PR #287, opened 2024-03-09
add support for the hybrid mode of Argon2 for passphrases

chrisccoulson:
Passphrase support currently hardcodes the use of argon2i, which is
the data-independent version of Argon2. Whilst this has better
side-channel resistance than data-dependent versions, it requires
more iterations to protect against time-memory tradeoff attacks.

Cryptsetup recently switch to argon2id by default for passphrase
hashing, which is the hybrid version that provides a good balance
between side-channel resistance and time-memory tradeoff.

This introduces support for selecting between the 2 versions for
passphrase support.

There are other versions of Argon2, such as the data-dependent version
which sacrifices side-channel resistance for better resistance against
time-memory tradeoff attacks, but this isn't supported by the argon2 go
package.

### DIFF
--- a/argon2_test.go
+++ b/argon2_test.go
@@ -80,6 +80,12 @@ func (s *argon2Suite) checkParams(c *C, opts *Argon2Options, ncpus uint8, params
 			expectedMem = 1 * 1024 * 1024
 		}
 		c.Check(params.MemoryKiB, Equals, expectedMem)
+
+		expectedThreads := opts.Parallel
+		if expectedThreads == 0 {
+			expectedThreads = ncpus
+		}
+		c.Check(params.Threads, Equals, expectedThreads)
 	} else {
 		targetDuration := opts.TargetDuration
 		if targetDuration == 0 {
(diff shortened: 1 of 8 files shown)


pedronis (commented):
this has conflicts now

argon2_test.go
```diff
@@ -96,97 +112,188 @@ func (s *argon2Suite) checkParams(c *C, opts *Argon2Options, ncpus uint8, params
...
+
+func (s *argon2Suite) TestInProcessKDFTimeInvalidThreads(c *C) {
+	_, err := InProcessArgon2KDF.Time(Argon2id, &Argon2CostParams{Time: 4, MemoryKiB: 32, Threads: 0})
+	c.Check(err, ErrorMatches, `invalid number of threads`)
+}
+
+func (s *argon2Suite) TestModeConstants(c *C) {
+	c.Check(Argon2i, Equals, Argon2Mode(argon2.ModeI))
+	c.Check(Argon2id, Equals, Argon2Mode(argon2.ModeID))
+}
```
pedronis, line 295: I see we have this test that enforces the property but still a bit odd overall

pedronis (approved):
thanks, the assumption around Mode values and using conversions is slightly odd. As one could have also declared type Argon2Mode = argon2.Mode perhaps?

chrisccoulson:
> thanks, the assumption around Mode values and using conversions is slightly odd. As one could have also declared type Argon2Mode = argon2.Mode perhaps?

I've just updated this to make `Argon2Mode` a type alias of `argon2.Mode` instead.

────

• Problem to solve:
Of the lines above, retype only those from the line containing "between side-channel resistance" through the line containing "expectedMem = 1 * 1024 * 1024", including both, exactly.

• Finished task:
between side-channel resistance and time-memory tradeoff.

This introduces support for selecting between the 2 versions for
passphrase support.

There are other versions of Argon2, such as the data-dependent version
which sacrifices side-channel resistance for better resistance against
time-memory tradeoff attacks, but this isn't supported by the argon2 go
package.

### DIFF
--- a/argon2_test.go
+++ b/argon2_test.go
@@ -80,6 +80,12 @@ func (s *argon2Suite) checkParams(c *C, opts *Argon2Options, ncpus uint8, params
 			expectedMem = 1 * 1024 * 1024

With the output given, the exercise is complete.